* INSTRUCTIONS TO FOLLOW
Pick out every line in the data below that holds "ought".
****************************************
PR #736, opened 2024-05-24
feat(connect): add serializeCron util function to connect

### LINKED ISSUE #206: connect: add utility to serialize Cron "message" into flattened `Cron-Tag-{Name}` tags
```
As an aoconnect user
I would like a utility that will serialize any Cron data as tags on my process
So that I can more seamlessly spawn my Cron-utilizing process
```

## Acceptance Criteria

- [ ] function of the following shape is added to `aoconnect` and exported
- [ ] tests are implemented asserting logic is correct

```ts
interface Tag {
  name: string
  value: string
}

interface Cron {
  interval: string // '2-minutes'
  tags: Tag
}

function serializeCron (cron: Cron) => Tag[]
```

Happy path
```
GIVEN I am a developer using aoconnect
AND I have imported serializeCron
WHEN I pass valid interval and tags
THEN the parsed array of tags should be returned
AND the order of the tags should be preserved
```

Sad Path (invalid interval)
```
GIVEN I am a developer using aoconnect
AND I have imported serializeCron
WHEN I pass an invalid interval
THEN an error should be thrown indicating that my interval is invalid
```

Sad Path (invalid tags)
```
GIVEN I am a developer using aoconnect
AND I have imported serializeCron
WHEN I pass an invalid tag (both name and value must be a string)
THEN an error should be thrown indicating that tags are invalid
```

## Developer Notes

Will need to write the parse for the CU anyway. Would be a handy utility for the `aoconnect` to have to use along with `spawn`

For example, convert the JSON for a tags like:

```js
{
  interval: '10-minutes'
  tags: [
    { name: 'Foo', value: 'foo' },
    { name: 'Bar, value: 'bar' }
  ]
}
```

into tags that can be appended to the new process' tags:

```js
[
  { name: 'Cron-Interval', value: '10-minutes' },
  { name: 'Cron-Tag-Foo', value: 'foo' }
  { name: 'Cron-Tag-Bar', value: 'bar' }
]
```

jfrain99:
Closes #206 

Creates util function serializeCron which takes in a Cron Object and returns AO DataProtocol compliant tags.

### DIFF
--- a/connect/src/index.js
+++ b/connect/src/index.js
@@ -1,7 +1,6 @@
-import { connect } from './index.common.js'
+import { connect, serializeCron } from './index.common.js'
 
 import { WalletClient } from './client/node/index.js'
-
 const GATEWAY_URL = process.env.GATEWAY_URL || undefined
 const MU_URL = process.env.MU_URL || undefined
 const CU_URL = process.env.CU_URL || undefined
@@ -11,7 +10,7 @@ const { result, results, message, spawn, monitor, unmonitor, dryrun, assign } = 
 
 export { result, results, message, spawn, monitor, unmonitor, dryrun, assign }
 export { connect }
-
+export { serializeCron }
 /**
  * A function that builds a signer using a wallet jwk interface
  * commonly used in node-based dApps
--- a/connect/README.md
+++ b/connect/README.md
@@ -25,6 +25,7 @@ This module will run in a browser or server environment.
     - [`assign`](#assign)
     - [Environment Variables](#environment-variables)
     - [`createDataItemSigner`](#createdataitemsigner)
+    - [`serializeCron`](#serializecron)
 - [Debug Logging](#debug-logging)
 - [Testing](#testing)
 - [Project Structure](#project-structure)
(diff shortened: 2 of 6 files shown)


connect/src/index.js
```diff
@@ -1,6 +1,7 @@
 import { connect } from './index.common.js'
 
 import { WalletClient } from './client/node/index.js'
+import { serializeCron } from './lib/utils.js'
```
TillaTheHun0, line 4: `utils` is meant to be internal to the module, utilities that are used in the implementation, not so much _exported_ utilities. Otherwise, the entire sdk would be in `utils`.

Instead, there should be a `lib/serializeCron` and then place the impl in `index.js` there, then export in the top-lvl `index.js` from there.

connect/src/lib/utils.js
```diff
@@ -80,6 +80,40 @@ export function trimSlash (str = '') {
...
+ * @returns {{ name: string, value: string }[]}
+ */
+export function serializeCron (cron) {
+  function parseInterval (interval = '') {
+    if (typeof interval !== 'string') throw new Error('Encountered Error serializing cron: invalid interval')
+    const [value, unit] = interval.split('-').map(s => s.trim())
+    if (!value || !unit) throw new Error('Encountered Error serializing cron: invalid interval')
+    if (!parseInt(value) || parseInt(value) < 0) throw new Error('Encountered Error serializing cron: invalid interval value')
+
+    const regex = /(milliseconds|seconds|minutes|hours|days|months|years|blocks)/
```
TillaTheHun0, line 98: These can also be singular ie `1-hour` or `1-block`

connect/src/lib/utils.test.js
```diff
@@ -26,6 +26,98 @@ describe('utils', () => {
...
+            ]
+          }
+          try {
+            serializeCron(cronWrongInterval)
+          } catch (e) {
+            errorCaught = true
+            assert.equal(e.message, 'Encountered Error serializing cron: invalid interval')
+          }
+          assert.ok(errorCaught)
+        })
```
TillaTheHun0, line 47: Could you add spaces in between the tests? Just makes them a bit easier to read.

TillaTheHun0 (commented):
This is looking great, and looking close! A couple points of feedback, please see my comments.

TillaTheHun0 (approved):
LGTM

PR #750, opened 2024-05-29
feat(cu): add gas used as checkpoint condition #744

### LINKED ISSUE #744: feat(cu): add gas used as checkpoint condition
## Background

The CU generates checkpoints as a result of multiple events:
- if an eval stream length surpasses a threshold and on a certain time interval (both set in config).
- On a time-based interval, iff the `PROCESS_MEMORY_CACHE_CHECKPOINT_INTERVAL` is set
- On shut-down
- When a process is evicted from the LRU In-Memory cache

Each message evaluated by a process produces a `GasUsed` field.

## Problem 

All of these checkpoint mechanisms particularly the timespan and message-based events, provide at best, a fuzzy heuristic for a good point to checkpoint the process.

This results in Checkpoints being unnecessarily created, or evaluation stream still be long as a result of a process not being checkpointed enough.

We need a better indicator of when a process ought to be checkpointed to keep evaluation streams short, and subsequently request times low.

## Solution

We want checkpoints to be generated in a more useful way to minimize the amount of redundant evals needed. To do this, we will checkpoint based on gas used. Every x amount of gas used, the CU will create a checkpoint.

## Developer Notes

Makes sense to just keep a running tally of gas used on a process, and once it is greater than the threshold, create checkpoint and set gas used to 0.

jfrain99:
Closes #744 

Migrates the checkpoint threshold from a evalCount based system to a gas system. Now, if the process increases over the configurable gas threshold, a checkpoint will be saved and gas will reset to 0. Added tests to support.


servers/cu/src/domain/client/ao-process.js
```diff
@@ -1283,26 +1284,30 @@ export function saveLatestProcessMemoryWith ({ cache, logger, saveCheckpoint, EA
...
-      cron
+      cron,
+      gasUsed: incrementedGasUsed < EAGER_CHECKPOINT_ACCUMULATED_GAS_THRESHOLD ? incrementedGasUsed : 0
     }
     // cache.set(processId, { Memory: zipped, evaluation })
     cache.set(processId, { Memory, evaluation })
 
-    if (!evalCount || !EAGER_CHECKPOINT_THRESHOLD || evalCount < EAGER_CHECKPOINT_THRESHOLD) return
+    /**
+     *  Deprecated - we are no longer creating checkpoints based on eval counts. Rather, we use a gas-based checkpoint system
```
TillaTheHun0, line 1294: Could you use [JSDoc @deprecated](https://jsdoc.app/tags-deprecated)

servers/cu/src/config.js
```diff
@@ -104,6 +104,7 @@ const CONFIG_ENVS = {
     PROCESS_CHECKPOINT_CREATION_THROTTLE: process.env.PROCESS_CHECKPOINT_CREATION_THROTTLE || ms('30m'),
     DISABLE_PROCESS_CHECKPOINT_CREATION: process.env.DISABLE_PROCESS_CHECKPOINT_CREATION !== 'false',
     EAGER_CHECKPOINT_THRESHOLD: process.env.EAGER_CHECKPOINT_THRESHOLD || 100,
+    EAGER_CHECKPOINT_ACCUMULATED_GAS_THRESHOLD: process.env.EAGER_CHECKPOINT_ACCUMULATED_GAS_THRESHOLD || 300_000_000_000_000, // Amount of gas for 2 hours of continuous compute
```
TillaTheHun0, line 107: I'd like to see the reasoning behind _why_ this is ~2 hours of compute. Walk through the process used, for visibility and posterity. A good comments ought to describe the why

servers/cu/src/config.js
```diff
@@ -119,7 +120,7 @@ const CONFIG_ENVS = {
     PROCESS_MEMORY_CACHE_TTL: process.env.PROCESS_MEMORY_CACHE_TTL || ms('24h'),
     PROCESS_MEMORY_CACHE_DRAIN_TO_FILE_THRESHOLD: process.env.PROCESS_MEMORY_CACHE_DRAIN_TO_FILE_THRESHOLD || ms('5m'),
     PROCESS_MEMORY_CACHE_FILE_DIR: process.env.PROCESS_MEMORY_CACHE_FILE_DIR || tmpdir(),
-    PROCESS_MEMORY_CACHE_CHECKPOINT_INTERVAL: process.env.PROCESS_MEMORY_CACHE_CHECKPOINT_INTERVAL || ms('8h'),
+    PROCESS_MEMORY_CACHE_CHECKPOINT_INTERVAL: process.env.PROCESS_MEMORY_CACHE_CHECKPOINT_INTERVAL || 0,
```
TillaTheHun0, line 123: Did you update the README that describes the default value for this config?

servers/cu/src/domain/client/ao-process.js
```diff
@@ -1267,6 +1267,7 @@ export function saveLatestProcessMemoryWith ({ cache, logger, saveCheckpoint, EA
     // const zipped = await gzipP(Memory, { level: zlibConstants.Z_BEST_SPEED })
     // stopTimer()
 
+    const incrementedGasUsed = (cached?.evaluation?.gasUsed ?? BigInt(0)) + (gasUsed ?? BigInt(0))
```
TillaTheHun0, line 1270: This is a little hard to read. Perhaps you could use a `pipe` with `ramda` utilities, such that it's more declarative? Just a suggestion.

servers/cu/src/domain/lib/evaluate.js
```diff
@@ -83,6 +83,7 @@ export function evaluateWith (env) {
 
   const saveLatestProcessMemory = saveLatestProcessMemorySchema.implement(env.saveLatestProcessMemory)
 
+  let totalGasUsed = BigInt(0)
```
TillaTheHun0, line 86: As it is, `totalGasUsed` would continue to accumulate across **_all evaluation streams, across all processes_**, eventually causing every eval stream to produce a checkpoint. Probably not what we want.

Instead this variable need to be moved into the function below, so that it is scoped to the single evaluation stream, then garbage collected. Perhaps within the function starting on ln.90

TillaTheHun0 (changes requested):

servers/cu/src/domain/lib/evaluate.js
jfrain99: 🤦

TillaTheHun0 (approved):
LGTM. Well done!

PR #765, opened 2024-06-04
fix(mu): throw error when .monitor same process twice

### LINKED ISSUE #752: fix(mu): it is possible again in the MU to run .monitor twice on the same process
image

jfrain99:
Closes #752 

Throws an error if you try to .monitor a cron process that is already being monitored.

### DIFF
--- a/servers/mu/src/domain/clients/cron.js
+++ b/servers/mu/src/domain/clients/cron.js
@@ -58,6 +58,9 @@ function initCronProcsWith ({ PROC_FILE_PATH, startMonitoredProcess }) {
 
 function startMonitoredProcessWith ({ logger, CRON_CURSOR_DIR, CU_URL, fetchCron, crank, PROC_FILE_PATH }) {
   return async ({ processId }) => {
+    if (cronsRunning[processId]) {
+      throw new Error('Process already being monitored')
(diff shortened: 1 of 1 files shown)


servers/mu/src/domain/clients/cron.js
```diff
@@ -58,6 +58,9 @@ function initCronProcsWith ({ PROC_FILE_PATH, startMonitoredProcess }) {
 
 function startMonitoredProcessWith ({ logger, CRON_CURSOR_DIR, CU_URL, fetchCron, crank, PROC_FILE_PATH }) {
   return async ({ processId }) => {
+    if (cronsRunning[processId]) {
+      throw new Error('Process already being monitored')
+    }
```
TillaTheHun0, line 63: How does this bubble up to client? Does the client receive a `4xx` status code? Also, is there an accompanying test for this? @VinceJuliano what ought to be the expected behavior here?

Perhaps the client should receive a `208`? Or perhaps more pessimistically a `409`?

VinceJuliano (approved):
Looks good to me, regarding Tyler's comment, I think we need to look at how errors are bubbling across the board but this is ok for now on the monitor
****************************************
* YOUR RESPONSE
We need a better indicator of when a process ought to be checkpointed to keep evaluation streams short, and subsequently request times low.
TillaTheHun0, line 107: I'd like to see the reasoning behind _why_ this is ~2 hours of compute. Walk through the process used, for visibility and posterity. A good comments ought to describe the why
TillaTheHun0, line 63: How does this bubble up to client? Does the client receive a `4xx` status code? Also, is there an accompanying test for this? @VinceJuliano what ought to be the expected behavior here?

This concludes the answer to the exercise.